Как вы можете понять из мемуаров, Маревна искала неустанно - не только русские (вроде террориста и экс-министра Бориса Савинкова, скульптора Мещанинова или немытого Эренбурга), но и безликие иностранные граждане (Ллойд, Фишер и др.) не выдержали (или не захотели держать до упора) приятный экзамен на "мужчину жизни". К тому же у Маревны были вкусовые особенности: ей нравились, например, толстозадые мужчины (вроде Волошина и Риверы), и вдобавок после революции отец не мог больше присылать ей вспомоществование из России. Волошин остался, вероятно, глух к зовам блондинки в Биаррице, предпочитая мирно писать акварели на туалетной бумаге из цетлинского сортира. А вот великая любовь к неверному Диего Ривере, многомесячное напряжение страстей, борьба с его женой (Беловой), беременность и рождение дочери немало осложнили жизнь художницы. Однако не нужно думать, что жизнь, полная любовных приключений и материальных лишений, вовсе уж истощила мать-одиночку. Восьмидесяти пяти лет от роду она еще писала что-то и выставлялась в фойе какого-то захудалого английского театра "Хаммерсмит", там же, в фойе, танцевала ее шестидесятилетняя дочь-актриса, а также демонстрировался документальный телефильм, снятый Би-Би-Си и посвященный им обеим ("Маревна и Марика"). Легко догадаться, что и мемуары неунывающей монпарнасской секс-бомбы Маревны носят менее литературно-торжественный характер, чем мемуары и стихи литературно одаренного Цадкина, который без конца мучительно вспоминает, как пахло весной это русское дерево - то ли черешня, то ли черемуха. Зато Маревна, писавшая без черемухи, держалась ближе к монпарнасской реальности и к живым людям.
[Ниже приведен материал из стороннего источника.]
PR #251, opened 2021-07-04
Prometheus exporter for metrics

### LINKED ISSUE #240: Publish metrics to Prometheus
Add a Prometheus as additional metrics target

Justarone:
Closes #240


config-examples/prometheus.yml
```diff
@@ -0,0 +1,10 @@
+global:
+  scrape_interval: 2s
+
+scrape_configs:
+  - job_name: 'bob'
+
+    scrape_interval: 2s
+
+    static_configs:
+      - targets: ['127.0.0.1:9000']
```
ikopylov, line 10: Can this config be integrated into `node.yaml`?

Probably, config restructuring is required:
```
metrics:
    graphite:
        ...
    prometheus:
        ...
```

bob-common/src/metrics/exporters/global_exporter/mod.rs
```diff
@@ -0,0 +1,80 @@
...
+use rate_processor::RateProcessor;
+
+pub(crate) struct GlobalRecorder {
+    recorders: Vec<Box<dyn Recorder>>,
+    rate_processor: RateProcessor,
+}
+
+impl GlobalRecorder {
+    pub(crate) fn new(recorders: Vec<Box<dyn Recorder>>) -> Self {
+        assert!(recorders.len() != 0, "{}", NO_RECORDERS_MSG);
```
pyakushin, line 18: I think it's better to use `!vec.is_empty()` and `panic` instead of assertion

bob-common/src/metrics/exporters/global_exporter/mod.rs
```diff
@@ -0,0 +1,80 @@
...
+        Self {
+            recorders,
+            rate_processor: RateProcessor::run_task(),
+        }
+    }
+}
+
+// NOTE: first recorder is processed separately to avoid redundant clone (value is moved)
+impl Recorder for GlobalRecorder {
+    fn register_gauge(
```
pyakushin, line 28: You have 3 almost identical fns, maybe it better to do smth like this?
```
fn  register_with(&self, f: fn(...args), ...args) {
    for rec in self.recorders.iter() {
        f(&rec, ...args);
    }
} 
```

bob-common/src/metrics/exporters/global_exporter/mod.rs
```diff
@@ -0,0 +1,80 @@
...
+    }
+
+    fn increment_counter(&self, key: &Key, value: u64) {
+        self.rate_processor.process(key, value);
+        for rec in self.recorders.iter() {
+            rec.increment_counter(key, value);
+        }
+    }
+
+    #[allow(clippy::cast_sign_loss)]
```
pyakushin, line 68: Looks like this lint is redundant

bob-common/src/metrics/exporters/global_exporter/rate_processor.rs
```diff
@@ -0,0 +1,65 @@
...
+use std::time::Duration;
+use std::{collections::HashMap, time::Instant};
+use tokio::sync::mpsc::{channel, Receiver, Sender};
+
+const RATE_INTERVAL: Duration = Duration::from_secs(5);
+
+type TimeStamp = Instant;
+
+pub(super) struct RateProcessor {
+    tx: Sender<(String, u64, TimeStamp)>,
```
pyakushin, line 12: I think the code would be more readable if you add struct for channel message

bob-common/src/metrics/exporters/global_exporter/rate_processor.rs
```diff
@@ -0,0 +1,65 @@
+const BUFFER_SIZE: usize = 10_485_760; // 10 Mb
```
pyakushin, line 1: Just note, it is not 10Mb, `memory_usage = BUFFER_SIZE * size_of(Message)`

bob-common/src/metrics/exporters/global_exporter/rate_processor.rs
```diff
@@ -0,0 +1,65 @@
...
+    pub(super) fn run_task() -> Self {
+        let (tx, rx) = channel(BUFFER_SIZE);
+        tokio::spawn(rate_processor_task(rx));
+        Self { tx }
+    }
+
+    pub(super) fn process(&self, key: &Key, value: u64) {
+        if let Err(e) = self
+            .tx
+            .try_send((key.name().to_owned(), value, Instant::now()))
```
pyakushin, line 25: Why you don't use async methods for channel here?

bob-common/src/metrics/exporters/global_exporter/rate_processor.rs
```diff
@@ -0,0 +1,65 @@
...
+        {
+            error!("Can't send counter to task with rates (reason: {})", e);
```
pyakushin, line 27: You can process TrySendError:
Full - try again or just drop
Closed - shutdown whole processor, receiver closed and won't be restored

bob-common/src/metrics/exporters/global_exporter/rate_processor.rs
```diff
@@ -0,0 +1,65 @@
...
+
+async fn rate_processor_task(mut rx: Receiver<(String, u64, TimeStamp)>) {
+    let mut counters_map = HashMap::new();
+    let mut base_ts = Instant::now();
+    if let Some((s, v, t)) = rx.recv().await {
+        process_counter(&mut counters_map, s, v);
+        base_ts = t;
+    }
+
+    loop {
```
pyakushin, line 40: You can run loop:
```rust
while let Some(msg) = rx.recv().await {
    //  loop body
};
```

bob-common/src/metrics/exporters/global_exporter/rate_processor.rs
```diff
@@ -0,0 +1,65 @@
...
+        if ts.duration_since(base_ts) > RATE_INTERVAL {
+            base_ts = ts;
+            commit_rates(&mut counters_map);
+        }
+        process_counter(&mut counters_map, k, v);
+    }
+}
+
+fn process_counter(counters_map: &mut HashMap<String, u64>, k: String, v: u64) {
+    let entry = counters_map.entry(k).or_insert_with(|| 0);
```
pyakushin, line 56: you don't do anything inside closure, use just `or_insert`

bob-common/src/metrics/exporters/graphite_exporter/mod.rs
```diff
@@ -113,28 +108,61 @@ impl GraphiteRecorder {
...
         )));
     }
 
     #[allow(clippy::cast_sign_loss)]
-    fn update_gauge(&self, key: Key, value: i64) {
+    fn update_gauge(&self, key: &Key, value: GaugeValue) {
+        let val = if let GaugeValue::Absolute(val) = value {
+            val
+        } else {
+            todo!("Diffs are not supported at the moment");
```
pyakushin, line 153: I think it's dangerous leave panic here

bob/src/grinder.rs
```diff
@@ -86,7 +86,7 @@ impl Grinder {
                 counter!(GRINDER_PUT_ERROR_COUNT_COUNTER, 1);
             }
 
-            timing!(GRINDER_PUT_TIMER, time.elapsed().as_nanos() as u64);
+            histogram!(GRINDER_PUT_TIMER, time.elapsed().as_nanos() as f64);
```
pyakushin, line 89: Maybe it's better to import macro `histogram as timing`?

config-examples/prometheus.yml
pyakushin: @ikopylov it is prometheus config

@Justarone Are you sure we need this in repo? 
If yes, add comment that this is not bob config file

pyakushin (changes requested):

bob-common/src/metrics/exporters/global_exporter/mod.rs
Justarone: It's trait implementation, and trait's structure is defined in `metrics` libs.
I don't understand you, you wan't to make register_`metric` functions to be wrappers above register_with or what?

bob-common/src/metrics/exporters/global_exporter/rate_processor.rs
Justarone: Yes, that's incorrect, it's size in messages

bob-common/src/metrics/exporters/global_exporter/rate_processor.rs
Justarone: This method is called from sync function (increment_counter), which in its turn defined in trait from metrics crate (I can create runtime and store it somewhere in global exporter, but there would be an overload; don't think, that's good solution)

bob-common/src/metrics/exporters/graphite_exporter/mod.rs
Justarone: Change on error log

bob-common/src/metrics/exporters/global_exporter/rate_processor.rs
Justarone: I'll do that, but this method is called from immutable method of global exporter (which is defined in trait from `metrics`) and if we want to do some shutdown logic on closed, we need:
1. Store rate processor in global exporter with some interior mutability wrapper (and this wrapper should be thread-safe, because I've already have had problems with `metrics` crate: their unsafe code makes possible `increment_counter` sync function to run concurrently)
2. Store state of processor via interior mutability pattern (also thread-safe implementation)
3. Unsafe code (and sync logic also, which should be with doubled attention)

Current version (for me) seems better: if error is `Closed`, then receiver was dropped due to rate_processor_task function end (we don't need to cleanup it) and `try_send` will just return error

I'll implement it with `is_active` atomic bool marker in processor

bob-common/src/metrics/exporters/global_exporter/mod.rs
pyakushin: Yes, you do the same operation 3 times but with different metrics. But maybe it unnecessary code complication

pyakushin (approved):
LGTM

"Цадкин, - пишет Маревна, - был прелестным дружком, и в нем было много ребячества. Мы прогуливались, как очарованные и слегка влюбленные друг в друга подростки, держались за руку, проходя под сводами ароматных и пышноцветных каштанов. Он заходил ко мне, и когда ни у него, ни у меня не было денег, я сдавала целые сумки пустых бутылок, чтобы купить сосисок с жареной картошкой, мы ели бутерброды с дешевым жиром и пили чай.
Цадкин любил смеяться, шутить и целоваться со мной тоже! Он был горячий, как кипящий котел, который вот-вот взорвется. Мы любили поддразнивать друг друга и игрались, как два молодых зверька, целуясь и больно кусаясь. Он был умница, но жить с ним было нелегко. У него была слишком ярко выраженная индивидуальность".
Маревна рассказывает, как они занимались любовью в ее квартирке над тюрьмой Санте накануне очередной казни, и описание это вносит некоторое разнообразие в цадкинскую историю восхождения на пьедестал. Впрочем, есть еще один персонаж, который вносит теплую ноту в эту историю, - любимый цадкинский пес Колюш…
Перед Великой войной покровитель-меценат Родоконаки помог Цадкину найти новое ателье, на улице Русле (35, rue Rousselet), близ метро "Вано". В это ателье к нему заходил однажды сам Матисс. Цадкин часто посещает в эту пору и салон баронессы на бульваре Распай, и кафе "Клозери де Лила" (этот угол Монпарнаса всегда приводит ему на память "Утраченные иллюзии" Бальзака). Он уже знает всех, весь Монпарнас, вспоминает, что он ухаживал за Беатрис Хастингс (которая показалась ему пресной) и познакомил с ней Модильяни (который вовсе не находил эту безумную даму пресной). Не будем умножать список тогдашних знаменитостей, попавших в мемуары русского скульптора, тем более что подходит первое большое событие века - Великая война.
Многие из мужчин с Монпарнаса рвутся на войну. Редко кого берут (из-за слабого здоровья или беспаспортности). Серж Фера послан санитаром в госпиталь, куда привозят с перевязанной головой боготворимого им Аполлинера.